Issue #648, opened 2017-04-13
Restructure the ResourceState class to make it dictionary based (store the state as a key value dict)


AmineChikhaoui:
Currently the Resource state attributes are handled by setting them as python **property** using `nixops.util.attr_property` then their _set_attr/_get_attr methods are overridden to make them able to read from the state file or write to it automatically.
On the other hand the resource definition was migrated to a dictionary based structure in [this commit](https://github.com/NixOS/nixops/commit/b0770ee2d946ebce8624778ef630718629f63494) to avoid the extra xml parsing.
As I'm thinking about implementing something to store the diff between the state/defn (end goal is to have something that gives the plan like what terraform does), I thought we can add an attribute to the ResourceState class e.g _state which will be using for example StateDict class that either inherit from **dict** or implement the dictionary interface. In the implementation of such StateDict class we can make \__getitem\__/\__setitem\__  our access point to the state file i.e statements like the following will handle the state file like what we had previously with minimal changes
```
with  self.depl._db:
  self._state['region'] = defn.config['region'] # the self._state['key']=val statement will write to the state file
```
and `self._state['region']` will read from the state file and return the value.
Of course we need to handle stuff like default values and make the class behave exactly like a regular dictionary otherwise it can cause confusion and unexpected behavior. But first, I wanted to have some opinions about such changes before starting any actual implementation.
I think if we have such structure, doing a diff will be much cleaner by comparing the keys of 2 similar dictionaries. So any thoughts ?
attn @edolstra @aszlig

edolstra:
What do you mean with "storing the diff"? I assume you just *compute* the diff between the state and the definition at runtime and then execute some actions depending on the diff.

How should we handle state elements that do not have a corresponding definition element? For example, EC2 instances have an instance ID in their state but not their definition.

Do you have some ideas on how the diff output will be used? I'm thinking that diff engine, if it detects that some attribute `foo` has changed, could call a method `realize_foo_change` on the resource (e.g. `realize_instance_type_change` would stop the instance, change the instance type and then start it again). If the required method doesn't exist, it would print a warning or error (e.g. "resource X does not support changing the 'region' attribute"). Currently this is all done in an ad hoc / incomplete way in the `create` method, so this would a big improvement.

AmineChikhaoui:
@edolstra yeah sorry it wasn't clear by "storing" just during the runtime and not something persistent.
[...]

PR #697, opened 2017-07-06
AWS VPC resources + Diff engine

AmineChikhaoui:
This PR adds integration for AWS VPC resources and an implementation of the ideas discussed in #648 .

..............................

* [TASK GOAL]:
Copy the lines above exactly, from the very first through the one containing "Of course we", and include no other line.

* [SOLUTION]:
Issue #648, opened 2017-04-13
Restructure the ResourceState class to make it dictionary based (store the state as a key value dict)


AmineChikhaoui:
Currently the Resource state attributes are handled by setting them as python **property** using `nixops.util.attr_property` then their _set_attr/_get_attr methods are overridden to make them able to read from the state file or write to it automatically.
On the other hand the resource definition was migrated to a dictionary based structure in [this commit](https://github.com/NixOS/nixops/commit/b0770ee2d946ebce8624778ef630718629f63494) to avoid the extra xml parsing.
As I'm thinking about implementing something to store the diff between the state/defn (end goal is to have something that gives the plan like what terraform does), I thought we can add an attribute to the ResourceState class e.g _state which will be using for example StateDict class that either inherit from **dict** or implement the dictionary interface. In the implementation of such StateDict class we can make \__getitem\__/\__setitem\__  our access point to the state file i.e statements like the following will handle the state file like what we had previously with minimal changes
```
with  self.depl._db:
  self._state['region'] = defn.config['region'] # the self._state['key']=val statement will write to the state file
```
and `self._state['region']` will read from the state file and return the value.
Of course we need to handle stuff like default values and make the class behave exactly like a regular dictionary otherwise it can cause confusion and unexpected behavior. But first, I wanted to have some opinions about such changes before starting any actual implementation.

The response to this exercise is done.